____ MATERIAL TO PROCESS

PR #280, opened 2021-04-01
Implement batching of datagrams in UDPSink

casperisfine:
This is kind of an alternative to https://github.com/Shopify/statsd-instrument/pull/257 (actually we could combine both, but...)

With a batch size of one, this is a bit slower than master, however with an arbitrary batch size of 50, it's about twice faster:

```
StatsD metrics to local UDP receiver (branch: master, sha: a9fae17)
                          5.142k (± 4.2%) i/s -     26.000k in   5.067016s

Comparison:
StatsD metrics to local UDP receiver (branch: udp-batching, sha: 0f436b2):    10458.0 i/s
StatsD metrics to local UDP receiver (branch: master, sha: a9fae17):     5141.5 i/s - 2.03x  (± 0.00) slower
```

Thread safety wise, I believe `Concurrent::Array` should have us covered (it's a regular Array on MRI, so little perf overhead).

What I'm not too sure about is the flushing. I'm worried some datagrams could stay in memory for quite long. The finalizer should ensure that they are sent at some point, however they could end up delayed a lot of a process stay idle for long with some datagrams.

So maybe it could make sense to combine this with the dispatcher thread PR, to have a background thread empty the queue every seconds or something.

@wvanbergen @dylanahsmith any thoughts?

### DIFF
--- a/README.md
+++ b/README.md
@@ -42,6 +42,29 @@ The following environment variables are supported:
   overridden in a metric method call.
 - `STATSD_DEFAULT_TAGS`: A comma-separated list of tags to apply to all metrics.
   (Note: tags are not supported by all implementations.)
+- `STATSD_FLUSH_INTERVAL`: (default: `0.0`) The interval at which events are sent
+  in batch. Only applicable to the UDP configuration. If set to `0.0`, metrics
+  are sent immediately.
+
+### Forking setups
+
+If you use some kind of forking server, you must call `StatsD.after_fork` after each fork.
+
+For instance if you use Puma:
+
+```ruby
+on_worker_boot do
+  StatsD.after_fork
+end
+```
+
+Or if you use Unicorn:
+
+```ruby
+after_fork do
+  StatsD.after_fork
+end
+```
 
 ## StatsD keys
 
--- a/README.md
+++ b/README.md
@@ -46,26 +46,6 @@ The following environment variables are supported:
   in batch. Only applicable to the UDP configuration. If set to `0.0`, metrics
   are sent immediately.
 
-### Forking setups
-
-If you use some kind of forking server, you must call `StatsD.after_fork` after each fork.
-
-For instance if you use Puma:
-
-```ruby
-on_worker_boot do
-  StatsD.after_fork
-end
-```
-
-Or if you use Unicorn:
-
-```ruby
-after_fork do
-  StatsD.after_fork
-end
-```
-
 ## StatsD keys
 
 StatsD keys look like 'admin.logins.api.success'. Dots are used as namespace separators.
--- a/lib/statsd/instrument/batched_udp_sink.rb
+++ b/lib/statsd/instrument/batched_udp_sink.rb
@@ -28,17 +28,13 @@ module StatsD
         spawn_dispatcher
       end
 
-      def after_fork
-        @buffer.clear
-        spawn_dispatcher
-      end
-
       def sample?(sample_rate)
         sample_rate == 1 || rand < sample_rate
       end
 
       def <<(datagram)
         @buffer << datagram
+        spawn_dispatcher unless @dispatcher_thread&.alive?
         self
       end
 
@@ -49,9 +45,7 @@ module StatsD
       private
 
       def spawn_dispatcher
-        unless @dispatcher_thread&.alive?
-          @dispatcher_thread = Thread.new { dispatch }
-        end
+        @dispatcher_thread = Thread.new { dispatch }
       end
 
       NEWLINE = "\n".b.freeze
--- a/lib/statsd/instrument/batched_udp_sink.rb
+++ b/lib/statsd/instrument/batched_udp_sink.rb
@@ -1,0 +1,124 @@
+# frozen_string_literal: true
+
+module StatsD
+  module Instrument
+    # @note This class is part of the new Client implementation that is intended
+    #   to become the new default in the next major release of this library.
+    class BatchedUDPSink
+      DEFAULT_FLUSH_INTERVAL = 1.0
+      MAX_PACKET_SIZE = 508
+
+      def self.for_addr(addr, flush_interval: DEFAULT_FLUSH_INTERVAL)
+        host, port_as_string = addr.split(":", 2)
+        new(host, Integer(port_as_string), flush_interval: flush_interval)
+      end
+
+      attr_reader :host, :port
+
+      def initialize(host, port, flush_interval: DEFAULT_FLUSH_INTERVAL)
+        @host = host
+        @port = port
+        @mutex = Mutex.new
+        @socket = nil
+        @flush_interval = flush_interval
+
+        require "concurrent/array"
+        @buffer = Concurrent::Array.new
+        @dispatcher_thread = nil
+        spawn_dispatcher
+      end
+
+      def after_fork
+        @buffer.clear
+        spawn_dispatcher
+      end
+
+      def sample?(sample_rate)
+        sample_rate == 1 || rand < sample_rate
+      end
+
+      def <<(datagram)
+        @buffer << datagram
+        self
+      end
+
+      def shutdown
+        @dispatcher_thread&.kill
+      end
+
+      private
+
+      def spawn_dispatcher
+        unless @dispatcher_thread&.alive?
+          @dispatcher_thread = Thread.new { dispatch }
+        end
+      end
+
+      NEWLINE = "\n".b.freeze
+      def flush
+        return if @buffer.empty?
+
+        datagrams = @buffer.shift(@buffer.size)
+
+        until datagrams.empty?
+          packet = String.new(datagrams.pop, encoding: Encoding::BINARY, capacity: MAX_PACKET_SIZE)
+
+          until datagrams.empty? || packet.bytesize + datagrams.first.bytesize + 1 > MAX_PACKET_SIZE
+            packet << NEWLINE << datagrams.shift
+          end
+
+          send_packet(packet)
+        end
+      end
+
+      def dispatch
+        loop do
+          begin
+            start = Process.clock_gettime(Process::CLOCK_MONOTONIC)
+            flush
+            next_sleep_duration = @flush_interval - (Process.clock_gettime(Process::CLOCK_MONOTONIC) - start)
+            sleep(next_sleep_duration) if next_sleep_duration > 0
+          rescue => error
+            report_error(error)
+          end
+        end
+      end
+
+      def report_error(error)
+        StatsD.logger.error do
+          "[#{self.class.name}] The dispatcher thread encountered an error #{error.class}: #{error.message}"
+        end
+      end
+
+      def send_packet(packet)
+        retried = false
+        socket.send(packet, 0)
+      rescue SocketError, IOError, SystemCallError => error
+        StatsD.logger.debug do
+          "[#{self.class.name}] Resseting connection because of #{error.class}: #{error.message}"
+        end
+        invalidate_socket
+        if retried
+          StatsD.logger.warning do
+            "[#{self.class.name}] Events were dropped because of #{error.class}: #{error.message}"
+          end
+        else
+          retried = true
+          retry
+        end
+      end
+
+      def socket
+        @socket ||= begin
+          socket = UDPSocket.new
+          socket.connect(@host, @port)
+          socket
+        end
+      end
+
+      def invalidate_socket
+        @socket = nil
+      end
+    end
+  end
+end
--- a/lib/statsd/instrument/batched_udp_sink.rb
+++ b/lib/statsd/instrument/batched_udp_sink.rb
@@ -18,7 +18,6 @@ module StatsD
       def initialize(host, port, flush_interval: DEFAULT_FLUSH_INTERVAL)
         @host = host
         @port = port
-        @mutex = Mutex.new
         @socket = nil
         @flush_interval = flush_interval
 
@@ -33,8 +32,12 @@ module StatsD
       end
 
       def <<(datagram)
+        unless @dispatcher_thread&.alive?
+          @buffer.clear
+          spawn_dispatcher
+        end
+
         @buffer << datagram
-        spawn_dispatcher unless @dispatcher_thread&.alive?
         self
       end
 
@@ -89,7 +92,7 @@ module StatsD
         socket.send(packet, 0)
       rescue SocketError, IOError, SystemCallError => error
         StatsD.logger.debug do
-          "[#{self.class.name}] Resseting connection because of #{error.class}: #{error.message}"
+          "[#{self.class.name}] Resetting connection because of #{error.class}: #{error.message}"
         end
         invalidate_socket
         if retried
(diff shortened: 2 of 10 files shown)


wvanbergen:
I am not a big fan of adding a runtime dependency, but if that avoids us from having the overhead of a mutex lock for every StatsD call, that may be ok.

lib/statsd/instrument/udp_sink.rb
```diff
@@ -5,45 +5,72 @@ module Instrument
...
+      end
+
+      NEWLINE = "\n".b.freeze
+      def flush
+        return if @buffer.empty?
+
+        synchronize do
+          return if @buffer.empty?
+          messages = @buffer.shift(@buffer.size)
+          emit_datagram(messages.join(NEWLINE))
```
wvanbergen, line 51: While I know that Datadog will deal with newlines properly, I am not sure if this is the case for all StatsD server implementations. But maybe we don't have to care about that.

lib/statsd/instrument/udp_sink.rb
```diff
@@ -5,45 +5,72 @@ module Instrument
...
+
+      def initialize(host, port, batch_size: 1)
         @host = host
         @port = port
         @mutex = Mutex.new
         @socket = nil
+
+        require "concurrent/array"
+        @buffer = Concurrent::Array.new
+        @batch_size = batch_size
```
wvanbergen, line 29: Rather than batch size, I wonder whether we should instead (or in addition) measure the size of the full datagram that we are going to send. If this goes over MTU, there is a risk of the packet being dropped by the network.

The maximum safe size of a UDP packet is 508 bytes. However, in almost all cases, 1500 bytes is considered safe as well, as almost all networks are configured with an MTU around that size

So rather than building an array, does it make sense to build a string instead? This way we also prevent the `join` that would havew to iterate over the full array for every batch.

lib/statsd/instrument/udp_sink.rb
```diff
@@ -5,45 +5,72 @@ module Instrument
...
+        new(host, Integer(port_as_string), **kwargs)
       end
 
       attr_reader :host, :port
 
-      def initialize(host, port)
+      class << self
+        def finalizer(sink)
+          proc { sink.flush }
+        end
```
wvanbergen, line 18: Do we depend on the user to register this finalizer?

lib/statsd/instrument/udp_sink.rb
casperisfine: So with the current implementation of simply sending once the buffer is full, a string would be too much trouble:

```ruby
if datagram.bytesize + buffer.bytesisze > MAX_BUFFER_SIZE
  flush
end
```

However if we go with a dispatcher thread (which I think we need otherwise as you noted there's no guarantee the datagram will be send anywhere in time), then it becomes harder. What do we do if the buffer is full? We have to store the datagram somewhere, and if we append to the string the dispatcher thread will have to do complex work to cut it back in pieces.

So just quickly like this I think we should continue with the array, but just be a bit smarter than a simple `join("\n")`. We can group the datagrams by packets of 500 bytes (or whatever the config is).

lib/statsd/instrument/udp_sink.rb
casperisfine: Thanks for the info. I'm actually not that knowledgeable about statsd outside of Datadog.

I can gate all this behavior under the `datadog` implementation.

casperisfine:
Thanks for the feedback Willem. I think I'll refactor all this to include a dispatcher thread.

casperisfine:
> I think I'll refactor all this to include a dispatcher thread.

Oh, one more question for you about that. Copy pasting from https://github.com/Shopify/statsd-instrument/pull/257#issuecomment-810572574

> When forking all the thread but the main one are dead in the child process. So if we use a dispatcher thread, they need to be respawned after fork. Either automatically (e..g by checking `Process.pid` all the time, or [by decorating `Process.fork`](https://github.com/rails/rails/blob/5de2dbff16009ebf8441e259d95d4b22d068ac8c/activesupport/lib/active_support/fork_tracker.rb)) or either by requiring the users to call some method.

> I went for the later and introduced a `.after_fork` method for that purpose. But I'm open to implement "fork tracking" too. It would be easier to use, but libraries monkey patching core methods are not generally well received. 

Any opinions on this? IMO checking `Process.pid` is a bad idea as it's rather slow on Linux (always do a syscall).

wvanbergen:
> Any opinions on this? IMO checking Process.pid is a bad idea as it's rather slow on Linux (always do a syscall).

The `after_fork` approach seems reasonable to me.

lib/statsd/instrument/udp_sink.rb
wvanbergen: The original `statsd` implementation also deals with newlines correctly. I am OK with assuming this always works - we don'r really support other implementations anyway.

casperisfine:
I think this should be good to go.

I deployed it on a minor service to make sure it works alright.

Also I chose to make this batching entirely opt-in, because with the need of calling `after_fork`, I'm afraid many users would upgrade without noticing the need for calling `after_fork`. That could easily cause a situation where the dispatcher thread is dead post fork, so the datagrams would accumulate forever in the buffer. Metrics wouldn't be sent, and the app memory would grow forever.

Some quick benchmark:

```
$ benchmark/send-metrics-to-local-udp-receiver
StatsD metrics to local UDP receiver (branch: udp-batching, sha: 2575938)
                         1.351k i/100ms
StatsD metrics to local UDP receiver (branch: udp-batching, sha: 2575938)
                         13.476k (± 0.9%) i/s -     67.550k in   5.012945s

$ STATSD_FLUSH_INTERVAL=0.1 benchmark/send-metrics-to-local-udp-receiver
StatsD metrics to local UDP receiver (branch: udp-batching, sha: 2575938)
                         6.303k i/100ms
StatsD metrics to local UDP receiver (branch: udp-batching, sha: 2575938)
                         60.924k (±27.3%) i/s -    277.332k in   5.052112s
```

lib/statsd/instrument/batched_udp_sink.rb
```diff
@@ -0,0 +1,124 @@
...
+
+      def initialize(host, port, flush_interval: DEFAULT_FLUSH_INTERVAL)
+        @host = host
+        @port = port
+        @mutex = Mutex.new
+        @socket = nil
+        @flush_interval = flush_interval
+
+        require "concurrent/array"
+        @buffer = Concurrent::Array.new
```
wvanbergen, line 26: What is difference with the built-in Queue class? Less overhead?

casperisfine: No, it's just a very different usage. `Queue` allows you to block until you get an element. But it doesn't have any method allowing you to pop more than one element, so it's not suitable for batching.

`Concurrent::Array` is basically MRI's regular array, but thread safe. On MRI it's just `::Array`, for other implementations there some synchronization.

lib/statsd/instrument/batched_udp_sink.rb
```diff
@@ -0,0 +1,124 @@
...
+
+        until datagrams.empty?
+          packet = String.new(datagrams.pop, encoding: Encoding::BINARY, capacity: MAX_PACKET_SIZE)
+
+          until datagrams.empty? || packet.bytesize + datagrams.first.bytesize + 1 > MAX_PACKET_SIZE
+            packet << NEWLINE << datagrams.shift
+          end
+
+          send_packet(packet)
+        end
```
wvanbergen, line 71: What does this do if a single packet > 508 bytes?

README.md
```diff
@@ -42,6 +42,29 @@ The following environment variables are supported:
...
+on_worker_boot do
+  StatsD.after_fork
+end
+```
+
+Or if you use Unicorn:
+
+```ruby
+after_fork do
+  StatsD.after_fork
```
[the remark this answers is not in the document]
casperisfine: I removed the need for `after_fork`.

lib/statsd/instrument/batched_udp_sink.rb
```diff
@@ -0,0 +1,118 @@
...
+        sample_rate == 1 || rand < sample_rate
+      end
+
+      def <<(datagram)
+        @buffer << datagram
+        spawn_dispatcher unless @dispatcher_thread&.alive?
+        self
+      end
+
+      def shutdown
```
casperisfine, line 41: I added this method for test purpose. However if for some reason an app is creating lots of short lived sinks, I'm pretty sure the dispatcher thread will prevent them from being garbage collected, causing a memory leak and worse and thread leak.

wvanbergen (approved):
This makes sense!

- Should we add a test for a datagram that goes over the max?
- Should we add a test that makes sure we start a dispatcher after forking?

For now, let's keep the old unbuffered sink the default, and roll this out to an app to see how well it works.

casperisfine:
> * Should we add a test for a datagram that goes over the max?

Sure.

> * Should we add a test that makes sure we start a dispatcher after forking?

There's already a test that forks and then send a signal to the child for it to send a datagram from the signal handler.

casperisfine:
> * Should we add a test for a datagram that goes over the max?

Done.



> For now, let's keep the old unbuffered sink the default, and roll this out to an app to see how well it works.

Yep. Definitely the plan.

wvanbergen:
Ship!

casperisfine:
I'll merge tomorrow morning unless @dylanahsmith has any comments.

lib/statsd/instrument/batched_udp_sink.rb
```diff
@@ -0,0 +1,118 @@
...
+        host, port_as_string = addr.split(":", 2)
+        new(host, Integer(port_as_string), flush_interval: flush_interval)
+      end
+
+      attr_reader :host, :port
+
+      def initialize(host, port, flush_interval: DEFAULT_FLUSH_INTERVAL)
+        @host = host
+        @port = port
+        @mutex = Mutex.new
```
dylanahsmith, line 21: It looks like this is unused.

lib/statsd/instrument/batched_udp_sink.rb
dylanahsmith: An alternative would be to use a String buffer, which we could even use to build the datagram into directly and could be flushed when it reaches its capacity.  Even without batching, that could provide some benefits of reducing string allocations and resizing during datagram building.  Although, that datagram building refactoring is probably out of scope for this PR.

Besides, we may want to decouple the concept of a buffered sink from the concerns sink sharing (e.g. per-thread buffers are an alternative) and periodic flushing (e.g. block based buffering is an alternative)

lib/statsd/instrument/batched_udp_sink.rb
```diff
@@ -0,0 +1,118 @@
...
+      end
+
+      NEWLINE = "\n".b.freeze
+      def flush
+        return if @buffer.empty?
+
+        datagrams = @buffer.shift(@buffer.size)
+
+        until datagrams.empty?
+          packet = String.new(datagrams.pop, encoding: Encoding::BINARY, capacity: MAX_PACKET_SIZE)
```
dylanahsmith, line 58: Ideally, we would re-use the same string across packets, however, I don't see a ruby method for just setting the length to 0 (i.e. clearing the contents) without freeing the capacity.

lib/statsd/instrument/batched_udp_sink.rb
```diff
@@ -0,0 +1,118 @@
...
+        spawn_dispatcher
+      end
+
+      def sample?(sample_rate)
+        sample_rate == 1 || rand < sample_rate
+      end
+
+      def <<(datagram)
+        @buffer << datagram
+        spawn_dispatcher unless @dispatcher_thread&.alive?
```
dylanahsmith, line 37: If there is a `@dispatcher_thread` but it isn't alive, then that would be due to forking, right?  In that case, shouldn't we clear the buffer to avoid double sending the buffered datagrams?

lib/statsd/instrument/batched_udp_sink.rb
```diff
@@ -0,0 +1,118 @@
...
+        datagrams = @buffer.shift(@buffer.size)
+
+        until datagrams.empty?
+          packet = String.new(datagrams.pop, encoding: Encoding::BINARY, capacity: MAX_PACKET_SIZE)
+
+          until datagrams.empty? || packet.bytesize + datagrams.first.bytesize + 1 > MAX_PACKET_SIZE
+            packet << NEWLINE << datagrams.shift
+          end
+
+          send_packet(packet)
```
dylanahsmith, line 64: Note that it looks like linux supports sending multiple packets in a single system call with [sendmmsg](https://linux.die.net/man/2/sendmmsg), although it doesn't look ruby provides a way to use it without a native extension

lib/statsd/instrument/batched_udp_sink.rb
```diff
@@ -0,0 +1,118 @@
...
+      def socket
+        @socket ||= begin
+          socket = UDPSocket.new
+          socket.connect(@host, @port)
+          socket
+        end
+      end
+
+      def invalidate_socket
+        @socket = nil
```
dylanahsmith, line 114: If for some reason the app is creating short lived sinks, then just relying on garbage collection to close the sockets could result in file descriptors to be exhausted in between garbage collection cycles.  Did you avoid closing the socket to avoid getting an error with sending to the socket from the thread after it reads from this instance variable?

lib/statsd/instrument/batched_udp_sink.rb
casperisfine: Good catch. I forgot to add this back when I refactored the `after_fork` callback to replace it with the `alive?` check. I'll add it back.

lib/statsd/instrument/batched_udp_sink.rb
casperisfine: Yes, I went though the same idea. Unfortunately as you point it `String#clear` frees the capacity entirely.

I haven't tested `StringIO`, but from experience it tend to actually be slower than Strings.

lib/statsd/instrument/batched_udp_sink.rb
casperisfine: Yeah, would be worth to try exposing it with a small C-ext. But now that `sendmsg` is in a background thread I don't think the difference will be that big.

statsd-instrument.gemspec
```diff
@@ -21,4 +21,6 @@ Gem::Specification.new do |spec|
   spec.require_paths = ["lib"]
 
   spec.metadata['allowed_push_host'] = "https://rubygems.org"
+
+  spec.add_runtime_dependency 'concurrent-ruby'
```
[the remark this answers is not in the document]
casperisfine: Done.

casperisfine:
Ok, merging now. There are a few good ideas, but I'd rather get this out of the door and get some data in production. We can always improve it more later.

lib/statsd/instrument/batched_udp_sink.rb
dylanahsmith: I don't think short-lived periodically flushed sinks make sense outside of tests, so we could probably ignore that case for now.

Inside tests, we use `shutdown` to cleanup sinks, but we don't close the socket from that method.

We also call this method internally from `send_packet` on an error, which is a case where we should be closing the socket.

________

WORK INSTRUCTION:
Nothing but the lines from the top of the entries above through the line with "Thread safety wise, I" should be set down, each exactly as written.

TASK ANSWER:
PR #280, opened 2021-04-01
Implement batching of datagrams in UDPSink

casperisfine:
This is kind of an alternative to https://github.com/Shopify/statsd-instrument/pull/257 (actually we could combine both, but...)

With a batch size of one, this is a bit slower than master, however with an arbitrary batch size of 50, it's about twice faster:

```
StatsD metrics to local UDP receiver (branch: master, sha: a9fae17)
                          5.142k (± 4.2%) i/s -     26.000k in   5.067016s

Comparison:
StatsD metrics to local UDP receiver (branch: udp-batching, sha: 0f436b2):    10458.0 i/s
StatsD metrics to local UDP receiver (branch: master, sha: a9fae17):     5141.5 i/s - 2.03x  (± 0.00) slower
```

Thread safety wise, I believe `Concurrent::Array` should have us covered (it's a regular Array on MRI, so little perf overhead).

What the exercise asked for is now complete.